我含笑道:“我也很想去‘凝雪宫’看看,就是不知道你这位主人是否欢迎了。”
凝雪宫主眼中闪过一丝感激之色,道:“香帅好意本宫心领了,不过……”
胡铁花处理了下伤处,取过包袱拿出套外衫换上道:“小姑娘,你就别不过了,如今老臭虫准是瞧上你了,所以这个忙他是肯定帮到底的了。”
凝雪宫主气道:“你才小呢!嘴巴就是讨厌得紧。”
我没好气地瞪了他一眼,道:“你瞎起哄什么,脑筋不够用就最好什么都别去想,不然很容易想散掉的。”
凝雪宫主闻言格格一笑,道:“香帅,你这句话说得太好了!”
胡铁花从腰间取过酒葫,灌上一口,抹嘴道:“完了完了,这才认识没多久就开始夫唱妇随了,以后还了得?”
凝雪宫主提起我的长剑便欲冲他刺去,我忙拦住道:“玩笑结束,立即赶路!”说着一拉她的玉手往回便走。
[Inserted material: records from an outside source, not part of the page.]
PR #251, opened 2021-11-12
Add a rationale for why potentially eagerly execution algorithms were removed

ericniebler:


std_execution.bs
```diff
@@ -1243,6 +1244,133 @@ talk about the semantics of some of the algorithms proposed in this paper.
...
+    on the operation state. That puts the onus of dealing with the race
+    condition on the sender author, which is arguably where it belongs. But it
+    has the negative effect of delaying the completion of the operation. Even
+    when the work is done and the continuation available, the sender has to
+    withold the completion, possibly indefinitely.
+
+Of these options, (3) seems the least bad but would seem to run contrary to the
+<i>raison d'être</i> of eager algorithms, which ostensibly is to make the
+results available sooner.
+
```
kirkshoop, line 1349: in the GPU space the argument seems to be that eager lets them start faster, not complete faster, yes?

std_execution.bs
```diff
@@ -1243,6 +1244,133 @@ talk about the semantics of some of the algorithms proposed in this paper.
...
+    problem.
+
+3.  Push the problem back onto eager senders by requiring them to never call a
+    receiver's `set_*` completion until after `execution::start` has been called
+    on the operation state. That puts the onus of dealing with the race
+    condition on the sender author, which is arguably where it belongs. But it
+    has the negative effect of delaying the completion of the operation. Even
+    when the work is done and the continuation available, the sender has to
+    withold the completion, possibly indefinitely.
+
```
kirkshoop, line 1345: In the call last week I asked how a scheduler could produce an eager sender at all. the whole point is to complete on a particular context ands the only way top achieve that is to queue the receiver after it has been connected.

std_execution.bs
```diff
@@ -1243,6 +1244,133 @@ talk about the semantics of some of the algorithms proposed in this paper.
...
+callback with the receiver's stop token that will request stop on the eager
+sender's stop source.
+
+As the eager operation does not know at the time that it is launched what the
+type of the receiver is going to be, and thus whether or not the stop token
+returned from `execution::get_stop_token` is an `std::unstoppable_token` or not,
+the eager operation is going to need to assume it might be later connected to a
+receiver with a stop token that might actually issue a stop request. Thus it
+needs to incur the runtime overhead of supporting cancellation, even if
+cancellation will never be requested by the caller.
```
kirkshoop, line 1367: part of the cost of this is that the stop_token_callback must be type-erased with potential allocation.

kirkshoop (approved):
Very cool, thanks!

std_execution.bs
ericniebler: I can only imagine they want the work to start faster so that it finishes faster, no?

std_execution.bs
ericniebler: Of course that's true, and I don't think the "possibly eager" crowd is asking for _every_ sender to start eagerly. I think they would like some algorithms to start their work eagerly. `schedule` is certainly not one of them for the reason you mention.

ericniebler:
Merging now, we can continue the conversation about this PR and I can make any tweaks we deem necessary.

std_execution.bs
kirkshoop: What I heard was that they had limits in getting the data to the GPU and needed that to start before the work was actually started.

std_execution.bs
kirkshoop: I just thought that this should be part of the justification for removing eager.

std_execution.bs
```diff
@@ -1247,6 +1248,133 @@ talk about the semantics of some of the algorithms proposed in this paper.
...
+completed executing by the time that the destructor is run we need to decide
+what the semantics of the destructor is.
+
+There are three main strategies that can be adopted here, none of which is
+particularly satisfactory:
+
+1.  Make this undefined-behaviour - the caller must ensure that any
+    eagerly-executing sender is always joined by connecting and starting that
+    sender. This approach is generally pretty hostile to programmers,
+    particularly in the presence of exceptions, and is thus not recommended.
```
lewissbaker, line 1278: I would probably expand on this a little and say that it is hostile to the ability to compose these operations.
If I pass ownership of an eager sender to another algorithm's sender then I need to make sure both that I connect/join that sender and that the algorithm I passed the sender to also guarantees to connect/join the eager sender if I connect/join that algorithm's sender.
This can be problematic if composing an eager sender with senders that might fail on `connect()` (e.g. because they allocate resources in `connect()` which might fail) or if composing with other eager senders.
e.g. `when_all(eager_op_1(), eager_op_2())`

As eager operations typically need to allocate resources on the heap in order to start the operations, calling an eager algorithm can potentially throw an exception, so in this case calling `eager_op_1()` might start an eager op and then `eager_op_2()` throws an exception. This was the basic problem that I described in my CppCon talk.

std_execution.bs
```diff
@@ -1247,6 +1248,133 @@ talk about the semantics of some of the algorithms proposed in this paper.
...
+    destructor. It reduces the risk of deadlock but does not eliminate it.
+
+### Eager senders complicate algorithm implementations ### {#design-lazy-algorithms-complexity}
+
+Algorithms that can assume they are operating on senders with strictly lazy
+semantics are able to make certain optimizations that are not available if
+senders can be potentially eager. With lazy senders, an algorithm can safely
+assume that a call to `execution::start` on an operation state strictly happens
+before any receiver methods are called. This frees the algorithm from needing to
+resolve potential race conditions between the start and completion of the work.
```
lewissbaker, line 1327: The guarantee that completion-signalling methods are not called on the receiver until after `start()` is called is guaranteed for all senders, so I don't think that's a distinguishing feature of eager vs lazy.

Instead, the main difference is whether or not the logic of a particular algorithm is guaranteed not to run until after the sender has been connected and started.

e.g. we might write something like:
```
sender auto example(sender src) {
  return sequence(do_a(), then(src, [] { do_b(); }), do_c());
}
```
An algorithm like this might expect that do_a(), do_b() and do_c() are sequenced and therefore do not need synchronisation. If the `then()` algorithm might actually execute the lambda eagerly then this might break the algorithm's assumption as it could be possible for `do_b()` to run before `do_a()` has completed.

std_execution.bs
```diff
@@ -1247,6 +1248,133 @@ talk about the semantics of some of the algorithms proposed in this paper.
...
+
+2.  Require senders to declare whether they are eager or not with a query.
+    Algorithms can then implement two different implementation strategies, one
+    for strictly lazy senders and one for potentially eager senders. This
+    addresses the performance problem of (1) while compounding the complexity
+    problem.
+
+3.  Push the problem back onto eager senders by requiring them to never call a
+    receiver's `set_*` completion until after `execution::start` has been called
+    on the operation state. That puts the onus of dealing with the race
```
lewissbaker, line 1344: Again, this is something that is already required as part of the sender/receiver contract.

The limitation on algorithms is that it "should not do the work" until the operation is started, not that it "should not complete" until it is started.

std_execution.bs
lewissbaker: The type erasure is required (and indeed is implicit in the design of stop-tokens/stop-callbacks).
However, you shouldn't need a separate heap allocate storage for the stop-token callback - that should be stored inside the operation-state returned from connecting the eager sender.

std_execution.bs
```diff
@@ -1247,6 +1248,133 @@ talk about the semantics of some of the algorithms proposed in this paper.
...
+the eager operation is going to need to assume it might be later connected to a
+receiver with a stop token that might actually issue a stop request. Thus it
+needs to incur the runtime overhead of supporting cancellation, even if
+cancellation will never be requested by the caller.
+
+The eager operation will also need to do this to support sending a stop request
+to the eager operation in the case that the sender representing the eager work
+is destroyed before it has been joined (assuming strategy (5) or (6) listed
+above is chosen).
+
```
lewissbaker, line 1377: Other topics you didn't mention here:
* Extra synchronisation/atomic-ops required to resolve race between concurrent connect/start and completion of the operation.
* Extra heap-allocation required to hold state of the operation-state of the eager operation while it's executing before the returned sender has been connected/started.
* Lack of the ability to implicitly propagate context from the receiver to the eager operation. As the operation may run to completion before a receiver is connected/started, we won't necessarily have a receiver available which can obtain implicitly propagated context information from (like the current scheduler, stop token, priority, deadline, etc.).

std_execution.bs
ericniebler: I don't understand. If you don't know the type of the receiver, you don't know the type of the stop callback for that receiver. It needs to be type erased, and since you don't know how big it will be, that could incur a dynamic allocation. What am I missing?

凝雪宫主起初还未觉得什么,待走上几步后,猛然发现自己的手掌居然被我给紧紧握着,面上一红,忙不迭地丢开,抢先一步道:“我……我在前面带路!”好在她脸上遮着面纱,所以我们也看不见她此时是什么表情,不然估计她要跑得更快很多的了。
胡铁花赶至我身边,悄声道:“老臭虫,你老毛病是不是又犯了啊?这朵可是玫瑰花,带刺的哟!当心扎得你体无完肤。”
我既好气又好笑,道:“我对蓉儿一心一意,这朵玫瑰留给你去摘了!”
胡铁花一吐舌头,道:“你饶了我吧,我还想多活几年呢!”
一路无话,待跟着凝雪宫主行至刚才拼杀的地方时,已经是一片寂静了。我倾耳细听了一下,确认四下确实无人后,说道:“看来那帮女真军队已经离去的了。”
再行得段距离,凝雪宫主突然向前奔了过去,然后扑在一人身上痛哭了起来。我知道此刻就算去劝她也没多大意义,反倒不如让她痛痛快快地哭上一场,更能容易舒缓掉心中的郁结。
胡铁花喝上一口酒,轻言道:“不知道女人究竟是个什么构造,为什么总爱动不动就哭上一场?”
我笑道:“小胡,这就是你的外行了,其实哭泣是一种能很好舒解人心中压抑情绪的宣泄方式。若一个人懂得了适当地宣泄自己的情绪,那么他不论从精神上、心理上都会开阔很多,古语有云:知足者常乐。就是告戒诸人要心胸开阔、化繁为简。始终压抑着自己的情绪不去寻求一种稳妥的方式来宣泄一下的话,那么这个人也很难快乐得起来。据不完全统计女性寿命之所以远甚于男性,就是因为她们懂得哭泣是一种很好宣泄情绪的方式。”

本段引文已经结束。